Более того, часто в разговоре герцог де Бофор употреблял одно слово вместо другого, что порой полностью меняло смысл произнесенной им фразы и извращало его мысль. Он сказал о каком-то человеке, что тот получил конфузию, вместо того чтобы сказать: «получил контузию». Однажды, встретив г-жу де Гриньян в трауре, он сказал о ней: «Я видел сегодня г-жу де Гриньян, у нее был очень смачный вид…» А хотел сказать: «очень мрачный». Поэтому и г-жа де Гриньян, со своей стороны, описывая одного немецкого вельможу, заметила: «Он как две капли воды похож на герцога де Бофора, вот только лучше его говорит по-французски».

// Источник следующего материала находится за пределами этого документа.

PR #368, opened 2025-11-24
Clarify nesting. Add "configuration" as an index_location

mkitti:
# Abstract

This pull request enhances the sharding codec specification by introducing a new mechanism for storing the shard index and clarifying several related behaviors. Key changes include:

*   **Introduction of `configuration` index_location:** A new `configuration` value for `index_location` is introduced, allowing the shard index to be defined directly within the codecs configuration parameters in the array metadata.
*   **New `predefined_index` parameter:** When `index_location` is `configuration`, the `predefined_index` parameter specifies the shard index data, which can be either a JSON array or a BASE64 encoded string.
*   **Conditional `index_codecs` application:** Clarifications have been added on how `index_codecs` apply based on the type of `predefined_index`. If `predefined_index` is a BASE64 string, `index_codecs` are used to interpret the binary content. If its a JSON array, `index_codecs` may contain `array -> array` transformations but MUST NOT contain an `array -> bytes` codec.
*   **Read-Only Consideration:** Implementations MAY consider arrays using `index_location: configuration` (at any nesting level) to be read-only due to the complexities of updating such an index.
*   **Nested Shards Flexibility:** The specification now clarifies that nested shards MAY use the `configuration` value for `index_location`.
*   **Version Bump:** The version number is bumped to 1.1 to reflect these changes.

# Configuration Index

The `configuration` index location provides a mechanism to embed the shard index directly within the `sharding_indexed` codecs configuration object in the Zarr array metadata (`zarr.json`). This is particularly useful for pre-defined, fixed, or read-only datasets where the index does not change.

The index data is provided via the `predefined_index` parameter within the codec configuration. This parameter can take two forms:
*   A **JSON array**: This directly represents the decoded index (e.g., an array of `[offset, nbytes]` pairs). In this case, `index_codecs` may contain `array -> array` codecs to transform the conceptual `[N,2]` index to the JSON structure, but MUST NOT contain an `array -> bytes` codec.
*   A **BASE64 encoded string**: This represents the binary output of the `index_codecs` chain applied to the index array. Implementations should decode the BASE64 string and then apply the `index_codecs` in reverse to obtain the index.

# Shard Index as an Array

`index_codecs` was suggested to begin with a `bytes` array-to-bytes codec, implying that the shard index is an array. Clarifying that the shard is an array makes it clearer that array-to-array codecs could be used to manipulate the shard index format before its converted to bytes (for `start`/`end`/`BASE64` cases) or represented directly as a JSON array.

Potential applications:
*   The `transpose` codec could be used to have a consecutive offsets subarray followed by a consecutive nbytes subarray. This would more closely correspond with TIFFs `TILEOFFSETS` and `TILEBYTECOUNTS` tags.
*   Describing the distinct offset or nbytes subarrays an arithmetic sequence or repeated elements.
*   Shrinking the the shard index by casting the array from `uint64` to a smaller unsigned integer such as `uint32`, `uint16`, or `uint8`.

# Nested Shards

The specification now explicitly allows nested shards to utilize an `index_location` value of `configuration`. This provides greater flexibility in defining hierarchical data structures. However, due to the difficulty of updating an index stored in the array metadata, implementations MAY consider any array using `"index_location": "configuration"` (at any level of nesting) to be read-only. Writing to such an array may produce an error or lead to a corrupted state if the written data would require a change to the predefined index.

### DIFF
--- a/docs/v3/codecs/sharding-indexed/index.rst
+++ b/docs/v3/codecs/sharding-indexed/index.rst
@@ -147,27 +147,48 @@ Sharding can be configured per array in the :ref:`array-metadata` as follows::
 
 ``index_codecs``
 
-    Specifies a list of codecs to be used for encoding and decoding a shard index.
+    Specifies a list of codecs to be used for processing a shard index.
     The shard index is an array with a ``shape`` of ``[N,2]`` and a ``data_type`` of
     ``uint64`` where ``N`` is the number of chunks to be indexed in the shard.
     The ``index_codecs`` value must be an array of objects, as specified in the
-    :ref:`array-metadata`. The ``index_codecs`` member is required and needs to 
-    contain exactly one ``array -> bytes`` codec. That codec MAY be preceded by
-    ``array -> array`` codecs that modify either the ``shape`` or ``data_type``
-    of the array. Codecs that produce variable-sized encoded representation,
-    such as compression codecs, MUST NOT be used for index codecs. It is
-    RECOMMENDED to use a little-endian codec followed by a crc32c checksum as
-    index codecs.
+    :ref:`array-metadata`.
+
+    Unless ``index_location`` is ``configuration`` and `predefined_index` is a
+    JSON array, the ``index_codecs`` member is required and needs to contain
+    exactly one ``array -> bytes`` codec. This ``array -> bytes`` codec MAY be
+    preceded by ``array -> array`` codecs that modify either the ``shape`` or
+    ``data_type`` of the array.
+
+    If ``index_location`` is ``configuration`` and `predefined_index` is a JSON array,
+    the ``index_codecs`` member MAY be empty or contain only ``array -> array``
+    codecs. An ``array -> bytes`` codec MUST NOT be present. The ``array -> array``
+    codecs define the transformation from the conceptual `[N, 2]` index to the
+    structure represented in the JSON array.
+
+    Codecs that produce variable-sized encoded representation, such as
+    compression codecs, MUST NOT be used for index codecs. It is RECOMMENDED
+    to use a little-endian codec followed by a crc32c checksum as index codecs
+    when an ``array -> bytes`` codec is used.
 
 ``index_location``
 
     Specifies whether the shard index is located at the beginning of the file,
-    the end of the file, or external to the file in its own key. The parameter
-    value must be either the string ``start``, ``end``, or ``external``. A value
-    of external indicates the shard index has been written to an external file
-    referred to by a key constructed by appending ".shard_index" to the key of
-    the sharded chunk.  If the parameter is not present, the value defaults to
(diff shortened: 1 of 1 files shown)


jbms:
I can see that in some cases this format would be useful.  However this proposal is

jbms:
I can see that a separate file may be useful in some cases.  However that is not possible under the existing codec model.  We would need to define something more general, e.g. an array -> files codec.  That is something I mentioned before in the context of making the chunk_grid itself a part of the codec pipeline rather than a separate higher level thing.

mkitti:
Could we implement the external shard indices via a storage transformer?

The storage transformer looks for `.shard_index` files and then prepends or appends them to the byte values of the corresponding key?

mkitti:
> Could we implement the external shard indices via a storage transformer?
> 
> The storage transformer looks for `.shard_index` files and then prepends or appends them to the byte values of the corresponding key?

I think this might work for reading, but a storage transformer might need additional information for writing.

mkitti:
I proposed the storage transformer `concat-parts` as a zarr-extension pull request:
https://github.com/zarr-developers/zarr-extensions/pull/39

mkitti:
I have removed the "external" index_location from this pull request.

Instead I have a proposed a "configuration" index_location where the shard index is defined in the codec configuration as a "predefined_index" parameter. At the moment, I have written that the parameter may either be a JSON array itself or a BASE64 encoded string.

Allowing the "predefined_index" parameter to be a JSON array adds some complications. How should `index_codecs` be interpreted in that case? Here I specified that `index_codecs` in that case should not end in conversion to bytes but either be empty or only contain array-to-array codecs.

LDeakin:
Could you clarify the purpose of `"predefined_index"`. For some other file type to masquerade as a zarr chunk?

If every single shard has the same shard index then:
- Subchunks in each shard must be at the same offset/size, so no compression is feasible and the order is constrained
- The only compatible chunk grid is `regular`, because you can't have shards with a different shape

mkitti:
> Could you clarify the purpose of `"predefined_index"`. For some other file type to masquerade as a zarr chunk?
> 
> If every single shard has the same shard index then:
> - Subchunks in each shard must be at the same offset/size, so no compression is feasible and the order is constrained
> - The only compatible chunk grid is `regular`, because you can't have shards with a different shape

Mapping an existing foreign file as a Zarr shard is one purpose. See the various virtual Zarr efforts.

I disagree that "no compression" is feasible. We might need some padding or offset codec though to fit everything into a grid.

mkitti:
@LDeakin , I did initially consider external indices here as well but @jbms convinced me that does not really work as a codec.

Rather I proposed this as a storage transformer where you can separate a "value" into a separate keys with extensions:
https://github.com/zarr-developers/zarr-extensions/pull/39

С каждым днем партия, с общего молчаливого согласия признавшая герцога де Бофора своим вождем и состоявшая, по словам кардинала де Реца, «из четырех или пяти меланхоликов, явно предававшихся несбыточным мечтам», делалась или пыталась сделаться все более сильной. Герцог де Бофор ничем не пренебрегал, чтобы заставить думать о нем как об умном и опытном зачинщике заговоров. «Заговорщики кстати и некстати держали совет, — говорит все тот же кардинал де Рец, — и назначали бесполезные встречи»; даже их выезды на охоту окружались таинственностью. И потому народ, почти всегда точный в своих оценках, назвал заговорщиков партией Кичливых. Недоставало только случая, чтобы эта партия могла заявить о себе. И благодаря неожиданному происшествию такой случай представился.
Как-то раз, когда у г-жи де Монбазон, жены Эркюля де Рогана, герцога де Монбазона, собралось много гостей, в числе которых было несколько главных особ двора, одна из ее горничных нашла на полу в гостиной два письма, которые она тотчас отнесла своей госпоже; письма имели любовное содержание, но не были подписаны. Вот они в том виде, в каком их приводит в своих «Мемуарах» мадемуазель де Монпансье:
I«Я куда более сожалела бы о перемене в Вашем поведении, если бы полагала, что в меньшей степени заслуживаю продолжения Вашей любви. Признаюсь, что, пока я считала любовь Вашу истинной и страстной, моя любовь предоставляла Вам все выгоды, какие Вы могли желать. Но теперь не ожидайте от меня ничего, кроме уважения, которым я буду обязана Вашему умению соблюдать молчание. Я слишком горда, чтобы разделять страсть, в которой Вы так часто клялись мне, и не хочу наказывать Вас за небрежение к встречам со мной иначе, как отказав Вам в них вообще. Прошу Вас, поскольку у меня нет более власти приказывать Вам, не приходите ко мне более».